NEW DELHI: Congress (I) president and former prime minister of India Rajiv Gandhi in a sharply critical letter to Prime Minister Chandra Shekhar changed the government with neglecting India’s vital foreign policy interests during the Gulf crisis and reducing the nation to the level of a “hapless spectator”
“Indeed it is crucial that we be much more active now he said suggesting a four-point formula for peace and urged the government to “come up with a creative and relevant response” to the crisis.
Gandhi whose party is extending unconditional support from outside to the Chandra Shekhar government said India should have played a more significant role to prevent war and to find a peaceful solution through non-violent means.
The Congress-I president regretted that India had “lost the initiative” and felt we should have been much more active right from the beginning when Kuwait was taken over by Iraq.
The key ingredients of Gandhi’s four-point formula include immediate cessation of all hostilities replacement of the present multinational force by a UN force withdrawal of Iraq from Kuwait and a just comprehensive definite settlement of the Palestine question.
Observing that this was time for India to act Gandhi said the Soviet Union and China both permanent members of the security council had already indicated they attached top priority to efforts at stopping and containing the war before it assumed the proportion of a global cataclysm.
“So has Iran. I have reason to believe that Germany holds a similar view. A number of Arab countries and President Arafat are also ready to take a peace initiative” the former prime minister said.
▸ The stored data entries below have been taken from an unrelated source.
PR #2279, opened 2025-10-16
Overhaul the compilation for the arch-specific features

ptrendx:
# Description

This pull request refactors and improves the CUDA architecture handling and build process for the Transformer Engine, particularly in relation to arch-specific feature support.

Key changes include:

**Build System and CUDA Architecture Handling:**

* The logic for setting `CMAKE_CUDA_ARCHITECTURES` is refactored, with a new mechanism to separate the compilation for generic and specific architectures. This allows for more precise control over which files are compiled for which GPU architectures.
* The source files are now grouped into `cpp`, `cuda`, and `cuda_arch_specific` categories, allowing for targeted compilation flags and better build parallelism.

**Architecture-Specific Code Improvements:**

* The use of architecture-specific PTX instructions for FP4 conversions is now guarded with more targeted `constexpr` checks (using `ARCH_HAS_STOCHASTIC_ROUNDING` and `ARCH_BLACKWELL_FAMILY` macros) instead of purely preprocessor macros, leading to better error reporting if the wrong architecture is targeted (e.g. compiling the file that needs 100a features for 100 architecture will now fail at compile time).
* The CUDA version check for enabling FP4 features is corrected (`#if CUDA_VERSION >= 12080` instead of `> 12080`).

**Other Notable Changes:**

* The list of default CUDA architectures in `build_tools/utils.py` is updated to remove certain architectures (`100a`, `103a`) for CUDA 13.0+, aligning with the new build logic.
* The application of the `--use_fast_math` compile option is fixed to append to the compilation options, rather than replacing them.

## Type of change

- [x] Infra/Build change
- [x] Code refactoring

### DIFF
--- a/transformer_engine/common/utils.cuh
+++ b/transformer_engine/common/utils.cuh
@@ -16,8 +16,8 @@
 #endif
 
 #if !defined(__CUDACC_RTC__)
-#include <cstdint>
 #include <cassert>
+#include <cstdint>
 #else
 // Importing C++ standard headers is a pain with NVRTC
 using uint8_t = unsigned char;


transformer_engine/common/hadamard_transform/hadamard_transform_cast_fusion.cu
```diff
@@ -97,22 +97,23 @@ cutlass::Array<cutlass::float_e2m1_t, 8>
...
-#if CUDA_ARCH_HAS_FEATURE_SM10X_ALL
-  auto output_ptr = reinterpret_cast<uint16_t *>(&output);
-  asm volatile( \
-      "{\n" \
-      "cvt.rs.satfinite.e2m1x4.f32   %0, {%5, %4, %3, %2}, %10;\n" \
-      "cvt.rs.satfinite.e2m1x4.f32   %1, {%9, %8, %7, %6}, %11;\n" \
-      "}" \
-      : "=h"(output_ptr[0]),
+  constexpr bool has_rs = ARCH_HAS_STOCHASTIC_ROUNDING;
+  if constexpr (has_rs) {
```
jberchtold-nvidia, line 101: This will only trigger an error at runtime if we try to build a kernel with SR on an unsupported arch, right?

Could we use a helper function that wraps this in a template here so we can trigger a static_assert at compile time if this function is attempted to be instantiated in any kernels on unsupported archs?

Haven't tested it, but maybe something like this:
```
template <bool STOCHASTIC_ROUNDING>
CUTLASS_DEVICE
cutlass::Array<cutlass::float_e2m1_t, 8>
StochasticNumericConverterBaseTemplate(cutlass::Array<float, 8> const &input, cutlass::Array<uint32_t, 2> const &rbits);

template <>
CUTLASS_DEVICE
cutlass::Array<cutlass::float_e2m1_t, 8>
StochasticNumericConverterBaseTemplate<true>(cutlass::Array<float, 8> const &input, cutlass::Array<uint32_t, 2> const &rbits) {
  using result_type = cutlass::Array<cutlass::float_e2m1_t, 8>;
  result_type output;
  auto output_ptr = reinterpret_cast<uint16_t *>(&output);
  asm volatile( \
      "{\n" \
      "cvt.rs.satfinite.e2m1x4.f32   %0, {%5, %4, %3, %2}, %10;\n" \
      "cvt.rs.satfinite.e2m1x4.f32   %1, {%9, %8, %7, %6}, %11;\n" \
      "}" \
      : "=h"(output_ptr[0]),
        "=h"(output_ptr[1])
      : "f"(input[0]), "f"(input[1]), "f"(input[2]), "f"(input[3]),
      "f"(input[4]), "f"(input[5]), "f"(input[6]), "f"(input[7]),
      "r"(rbits[0]), "r"(rbits[1]));
  return output;
}

template <>
CUTLASS_DEVICE
cutlass::Array<cutlass::float_e2m1_t, 8>
StochasticNumericConverterBaseTemplate<false>(cutlass::Array<float, 8> const &input, cutlass::Array<uint32_t, 2> const &rbits) {
  static_assert(false, "FP4 cvt PTX instructions are architecture-specific. "
        "Try recompiling with sm_XXXa instead of sm_XXX.");
}


// This wrapper helper may trigger instantiation of the template, even if the wrapper isn't called. So we may need to invoke StochasticNumericConverterBaseTemplate<ARCH_HAS_STOCHASTIC_ROUNDING> at the call sites, I'm unsure
CUTLASS_DEVICE
cutlass::Array<cutlass::float_e2m1_t, 8>
StochasticNumericConverterBase(cutlass::Array<float, 8> const &input, cutlass::Array<uint32_t, 2> const &rbits) {
  return StochasticNumericConverterBaseTemplate<ARCH_HAS_STOCHASTIC_ROUNDING>(input, rbits);
}
```

ptrendx: There are 3 possibilities:
 - you compile this file with 100a or 103a - the `if` branch passes and you get the good PTX
 - you compile this file with e.g. 90 - the `if` branch failes and you get the runtime error
 - you compile this file with 100 - static_assert triggers in the ARCH_HAS_STOCHASTIC_ROUNDING macro.

Ultimately we would like to remove the runtime assert to add the emulation path, but that is something I would like in the follow up to this PR.

jberchtold-nvidia: Oh nice! I missed the logic in the ARCH_HAS_STOCHASTIC_ROUNDING macro, I thought it was a simple bool. Then this is already addressed in a more generic way at compile time, awesome! Resolving this thread

transformer_engine/common/util/ptx.cuh
```diff
@@ -313,6 +449,7 @@ __device__ __forceinline__ void mul_cvt_4x(fp4e2m1x4 &out, const Tx2 &in01, cons
 // SIMD like "Fused" cast + multiplication (x2)
 __device__ __forceinline__ void mul_cvt_2x(fp8e4m3x2 &out, const floatx2 &in,
                                            const floatx2 &scale) {
+#if (defined __CUDA_ARCH__) && (__CUDA_ARCH__ >= 890)
```
Oleg-Goncharov: mul.f32x2 instruction is supported from the sm100 arch and higher
```suggestion
#if (defined __CUDA_ARCH__) && (__CUDA_ARCH__ >= 1000)
```

transformer_engine/common/util/ptx.cuh
```diff
@@ -325,10 +462,12 @@ __device__ __forceinline__ void mul_cvt_2x(fp8e4m3x2 &out, const floatx2 &in,
       : "=h"(reinterpret_cast<uint16_t &>(out))
       : "l"(reinterpret_cast<const uint64_t &>(in)),
         "l"(reinterpret_cast<const uint64_t &>(scale)));
+#endif  // (defined __CUDA_ARCH__) && (__CUDA_ARCH__ >= 890)
 }
 
 __device__ __forceinline__ void mul_cvt_2x(fp8e5m2x2 &out, const floatx2 &in,
                                            const floatx2 &scale) {
+#if (defined __CUDA_ARCH__) && (__CUDA_ARCH__ >= 890)
```
Oleg-Goncharov:
```suggestion
#if (defined __CUDA_ARCH__) && (__CUDA_ARCH__ >= 1000)
```

transformer_engine/common/util/ptx.cuh
```diff
@@ -341,9 +480,11 @@ __device__ __forceinline__ void mul_cvt_2x(fp8e5m2x2 &out, const floatx2 &in,
       : "=h"(reinterpret_cast<uint16_t &>(out))
       : "l"(reinterpret_cast<const uint64_t &>(in)),
         "l"(reinterpret_cast<const uint64_t &>(scale)));
+#endif  // (defined __CUDA_ARCH__) && (__CUDA_ARCH__ >= 890)
 }
 
 __device__ __forceinline__ void mul_cvt_2x(fp8e4m3x2 &out, const bf16x2 &in, const floatx2 &scale) {
+#if (defined __CUDA_ARCH__) && (__CUDA_ARCH__ >= 890)
```
Oleg-Goncharov:
```suggestion
#if (defined __CUDA_ARCH__) && (__CUDA_ARCH__ >= 1000)
```

transformer_engine/common/util/ptx.cuh
```diff
@@ -363,9 +504,11 @@ __device__ __forceinline__ void mul_cvt_2x(fp8e4m3x2 &out, const bf16x2 &in, con
       : "=h"(reinterpret_cast<uint16_t &>(out))
       : "r"(reinterpret_cast<const uint32_t &>(in)),
         "l"(reinterpret_cast<const uint64_t &>(scale)));
+#endif  // (defined __CUDA_ARCH__) && (__CUDA_ARCH__ >= 890)
 }
 
 __device__ __forceinline__ void mul_cvt_2x(fp8e5m2x2 &out, const bf16x2 &in, const floatx2 &scale) {
+#if (defined __CUDA_ARCH__) && (__CUDA_ARCH__ >= 890)
```
Oleg-Goncharov:
```suggestion
#if (defined __CUDA_ARCH__) && (__CUDA_ARCH__ >= 1000)
```

transformer_engine/common/util/ptx.cuh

He was confident Gandhi said that there were numerous friends in the nonaligned movement who would be prepared to step forward and work for sustained peace at this crucial juncture.
But “what are we doing to mobilize the forces of peace at this moment when humanity is confronted with the more serious challenge to sustained peace than perhaps at any time since the establishment of the UN” the Congress (I) leader asked.
Gandhi said the opportunity had come India’s way for its gaining a seat in the Security Council.